A pile-up of events pertaining to cinematic expositions begins its whirlwind of activity in the south and then moves west with the sun to the “golden state” for all that glitters on a silver screen. Along the way we find a cast of characters befitting the halls of any art asylum in need of talented inmates. Rich and poor lend their support to a medium that entombs our tribal dreams in a cocoon of luminous filaments that ignite projection lamps statewide so that the darkness be not so blinding (whatever the hell that means?).
It is in Pan’s playground where one hears lyrical words that echo in deep realms of imagination where one can dance with inspiration. But it is not all fun with fulfillment. The playground has vegetation with thorns that inflict the brain with a fever…
A cactus-strewn desert becomes the backdrop for this series of filmic stopovers that focuses on the living quarters assigned the assignee of this adventurous arrangement. Great natural beauty clashes with manufactured outdoorsmanship, as a tired body and sluggish mind seek the oblivion of hotel hospitality in an arid region of artistic aspirations. The viewer is introduced to a world of prickly plants and satin-skinned succubi who prowl the alleys of western decay to staple their fig leaflets on the vertical shafts that poke unsheathed at the virgin skies of southern Arizona.
Trudging from here to there and beyond, the traveler, weary from the weight of his own body, finds replenishment in boxes both large and small, as the vast wetness of all outdoors offers water, water everywhere, and not a drop to drink.
They just flew in from New York, and boy, are their arms tired... Out in the Nevada desert, against the windblown backdrop of Air Force bomber training sites, artists Hajoe Moderegger and Franziska Lamprecht — better known as eteam — gathered testimonials of stranded passengers, crew members, and local residents to recall an episode in the lost annals of American aviation: the 2006 "unscheduled layover" at International Airport Montello (IAM). Truth in Transit reaches beyond simple documentation.
A reflection on the phenomenon of the touring musician.
"I shot this film with a 16mm wind-up Bolex, and the 25th Anniversary tour of Dutch band The Ex, when they embarked on a 'convey tour' with about 25 performing comrades. If half the battle is getting there and half the battle is joy, then the other half is madness. I thank all of the musicians who float in and out — of the film, in particular, and my life, in general."
— Jem Cohen
Soundtrack music: Guitargument, an Andy Moor and Mia Clarke improvisation, arranged and edited by Jem Cohen.
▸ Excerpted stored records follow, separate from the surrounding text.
Issue #4618, opened 2020-04-26
flood_fill and flood are both in segmentation and morphology


emmanuelle:
The functions `flood_fill` and `flood` are both in the segmentation and in the morphology submodules, and neither is deprecated. I don't think we should keep the two versions in the API, but that we should deprecate one of them (probably keep segmentation?).

@JDWarner

rfezzani:
This reminds me this discussion https://github.com/scikit-image/scikit-image/pull/4400#issuecomment-577231251 ;-)

soupault:
I remember these two original arguments by @JDWarner - https://github.com/scikit-image/scikit-image/pull/3245#issuecomment-405047996, https://github.com/scikit-image/scikit-image/pull/3245#issuecomment-455918092. To me, both of them still sound reasonable.

jni:
Yeah, this is the recurring problem of tags vs folders. For a while, we decided to treat our modules as tags (watershed was also in both morphology and segmentation), as a solution to the problem that even advanced users such as myself were unable to find said watershed (after my proposal of a flat namespace was rejected. ;)

I think our latest consensus is that we want our modules to reflect *purpose* rather than the discipline from which they stem. So I think flood should probably go in segmentation, if we pick one.

PR #4619, opened 2020-04-26
added one example to flood fill tutorial

emmanuelle:
This PR results partly from a misunderstanding: since the flood fill function is both in morphology and segmentation (see #4618), I had mistakenly thought that there was no gallery example for `morphology.flood_fill` (from looking at the API doc and their mini-galleries) and I started writing an example.

Of course an excellent tutorial already exists. Maybe it's still interesting to add my example which uses the HSV space, so I still opened this PR for discussion.

@JDWarner


alexdesiqueira:
Thanks @emmanuelle, I like the idea of examples in different color spaces. LGTM!

doc/examples/segmentation/plot_floodfill.py
```diff
@@ -142,3 +140,47 @@
...
+img = data.astronaut()
+img_hsv = color.rgb2hsv(img)
+
+img_hsv_copy = np.copy(img_hsv)
+# Fill hue channel with a different color using flood fill
+_ = flood_fill(img_hsv_copy[..., 0], (313, 160), 0.5,
+               tolerance=0.016, in_place=True)
+
+# Return mask for post-processing
+mask = flood(img_hsv[..., 0], (313, 160), tolerance=0.016)
```
soupault, line 166: I feel this post-processing may unnecessarily complicate the example. And since the flood actually propagates into the areas beyond the suit, showing the patched mask contour may be a bit unfair :sweat_smile: . Do you think we could show here only the `flood_fill` result? Perhaphs, obtained with a higher `tolerance`, e.g. 0.03.

jni: I'm of the opposite opinion: since we are doing post-processing on the mask, let's not do the fill — only fill at the end. What do you think @emmanuelle?

soupault: @jni that would be infinitely better than my suggestion!

jni: @emmanuelle I just realised reading the comments that you are showing *both* methods, `flood_fill` and `flood`. I think it feels a bit artificial. What I was suggesting was to just use `flood`, then do `img_hsv[mask, 0] = 0.5` and `img_hsv_copy[mask_post_processed, 0], 0.5`, and show both images. I'll note that you never convert `img_hsv` back to RGB. After `img_hsv[mask, 0] = 0.5` you just never use `img_hsv` again.

emmanuelle:
@jni @soupault I've modified the example following on your comments. Thanks for the review!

Mono Lake and Yosemite Valley, in California, highlight this excursion into the constipated crevices of once highly-active fumeroles that splatttered magma and chunks of hot rock onto the Western landscape. Now the vents are blocked by eating disorders that rob our nation of its free-flowing and fertilizing heritage. We follow a woman as she sinks into a dark, inland sea of great natural beauty, unable to deposit her own organic pile into the rich mineral build-up that reaches skyward toward the creator who dreamt up this exquisite landscape.
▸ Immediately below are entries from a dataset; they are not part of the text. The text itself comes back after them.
PR #4640, opened 2020-05-05
Refactor ArrayMap.__setitem__ to prevent memory allocation

rfezzani:
## Description

I did not review this before the merge of #4612, sorry.
This PR removes the potential huge memory allocation when `MapArray.__array__` is called in `MapArray.__setitem__`.

## For reviewers

  later.

### DIFF
--- a/skimage/segmentation/_join.py
+++ b/skimage/segmentation/_join.py
@@ -347,7 +347,7 @@ class ArrayMap:
         if np.isscalar(values) or len(values) == 1:
             values = np.repeat(values, len(indices))
 
-        for ind, val in zip(np.atleast_1d(indices), np.atleast_1d(values)):
+        for ind, val in zip(indices, values):
             if ind in self.in_values:
                 self.out_values[self.in_values == ind] = val
             else:
--- a/skimage/segmentation/_join.py
+++ b/skimage/segmentation/_join.py
@@ -332,9 +332,24 @@ class ArrayMap:
         return out
 
     def __setitem__(self, indices, values):
-        for ind, val in zip(indices, values):
+        if np.isscalar(indices):
+            indices = np.atleast_1d(indices)
+        elif isinstance(indices, slice):
+            start = indices.start or 0  # treat None or 0 the same way
+            stop = (indices.stop
+                    if indices.stop is not None
+                    else len(self))
+            step = indices.step
+            indices = np.arange(start, stop, step)
+        if indices.dtype == bool:
+            indices = np.flatnonzero(indices)
+
+        if np.isscalar(values) or len(values) == 1:
+            values = np.repeat(values, len(indices))
+
+        for ind, val in zip(np.atleast_1d(indices), np.atleast_1d(values)):
             if ind in self.in_values:
                 self.out_values[self.in_values == ind] = val
             else:
-                self.in_values = np.append(np.in_values, ind)
-                self.out_values = np.append(np.out_values, val)
+                self.in_values = np.append(self.in_values, ind)
+                self.out_values = np.append(self.out_values, val)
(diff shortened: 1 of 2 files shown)


skimage/segmentation/_join.py
```diff
@@ -333,8 +332,24 @@ def __getitem__(self, index):
...
+            indices = np.atleast_1d(indices)
+        elif isinstance(indices, slice):
+            start = indices.start or 0  # treat None or 0 the same way
+            stop = (indices.stop
+                    if indices.stop is not None
+                    else len(self))
+            step = indices.step
+            indices = np.arange(start, stop, step)
+        if indices.dtype == bool:
+            indices = np.flatnonzero(indices)
```
jni, line 345: I guess this whole section should be refactored as `indices = _normalize_index(indices)`, since it is repeated exactly in `__getitem__`

skimage/segmentation/_join.py
```diff
@@ -333,8 +332,24 @@ def __getitem__(self, index):
...
+
+        if np.isscalar(values) or len(values) == 1:
+            values = np.repeat(values, len(indices))
+
+        for ind, val in zip(indices, values):
+            if ind in self.in_values:
+                self.out_values[self.in_values == ind] = val
+            else:
+                self.in_values = np.append(self.in_values, ind)
+                self.out_values = np.append(self.out_values, val)
```
jni, line 355: @rfezzani the problem is that, if you look at the *two* cases out of 240 that used `setitem`, they used it for almost the entire array. Specifically, they did `fw[1:] += new_fw`. So, you end up allocating an equally huge array, and you do so very very slowly, using quadratic growth of the array. So imho this should be scrapped...

skimage/segmentation/_join.py
rfezzani: I hesitated, but I will ;)

skimage/segmentation/_join.py
rfezzani: I also though about this case and I will come with a proposal for implementing the `__iadd__` operator, since in this case we loose the sparseness of the `ArrayMap`

rfezzani:
The great advantage/justification of `ArrayMap` is its memory efficiency.
I personally support a non breaking implementation, even with degraded computation performance compared to `np.ndarray`.
We should advice users not concerned with memory efficiency to convert the `ArrayMap` to `np.ndarray`.

rfezzani:
> Specifically, they did fw[1:] += new_fw

@jni, is this use case supported when `new_fw` is a `MapArray`?

jni:
@rfezzani 

> is this use case supported when `new_fw` is a MapArray?

Whoa, a very good question! Actually not! However, the use case does not depend on that. Here it is:

https://github.com/michielkleinnijenhuis/EM/blob/8372d2863c81969d6f8144e45f6f09d769c5d861/wmem/mergeblocks.py#L213-L244

```python
def relabel_block(ds_in, maxlabel, mpi=None):
    """Relabel the labelvolume with consecutive labels.
    NOTE:
    relabel from 0, because mpi is unaware of maxlabel before gather
    """
    fw = relabel_sequential(ds_in[:])[1]

    if mpi.enabled:
        # FIXME: only terminates properly when: nblocks % size = 0

        num_labels = np.amax(fw)
        num_labels = mpi.comm.gather(num_labels, root=0)

        if mpi.rank == 0:
            add_labels = [maxlabel + np.sum(num_labels[:i])
                          for i in range(1, mpi.size)]
            add_labels = np.array([maxlabel] + add_labels, dtype='i')
            maxlabel = maxlabel + np.sum(num_labels)
        else:
            add_labels = np.empty(mpi.size)

        add_labels = mpi.comm.bcast(add_labels, root=0)
        fw[1:] += add_labels[mpi.rank]

    else:

        fw[1:] += maxlabel
        if len(fw) > 1:
            maxlabel = np.amax(fw)

    return fw, maxlabel
```

As you can see, they update with a NumPy array.

I don't think we should worry too much about the space efficiency of legacy uses, though. It is better to make sure we do *no worse* than what we are doing now.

An All-American boy and girl are swept into an international intrigue of demonic content as items cursed with the stench of Satan make their way to a museum dedicated to the spiritual overthrow of family values. Loaded with romance, thrills, and exotic adventures, this electronic tele-play, with its colorful moments of scenic horror, leads the viewer on a fast-paced voyage that speeds through the ruins of Egypt, the jungles of equatorial erotica, and the puritanical Wonderland of Middle America.